• _Goal of the exercise_
Report every line of the records beneath this task that holds the string "fixed".

== Segment start ==

PR #595, opened 2018-05-14
fixed #438, small express change, small upload.jade change

### LINKED ISSUE #438: Allow numbers as node labels
I tried to make a node label be a pure number, i.e., "111" and it got rejected by GRNsight.  I think we need to allow numbers to be node labels because someone may choose to use numbers instead of letters or letter/number combinations as node labels.

Someone else needs to verify this bug.  When it occurred, it was in the last cell on the right/bottom of my worksheet.

mihirsamdarshi:
Issue #438 was fixed by forcing all gene names to be strings. Additionally space was added before text in line 386 in upload.jade. Also, res.json had been updated, so res.json(status, obj) was updated to res.status(status).json(obj)

### DIFF
--- a/server/controllers/spreadsheet-controller.js
+++ b/server/controllers/spreadsheet-controller.js
@@ -301,7 +301,6 @@ var parseSheet = function (sheet) {
                                 network.genes.push(currentGene);
                             }
                         } catch (err) {
-                            console.log(err);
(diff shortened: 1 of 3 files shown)


mihirsamdarshi:
Pull Request Checklist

== Segment end ==

• _Problem solution_
fixed #438, small express change, small upload.jade change
Issue #438 was fixed by forcing all gene names to be strings. Additionally space was added before text in line 386 in upload.jade. Also, res.json had been updated, so res.json(status, obj) was updated to res.status(status).json(obj)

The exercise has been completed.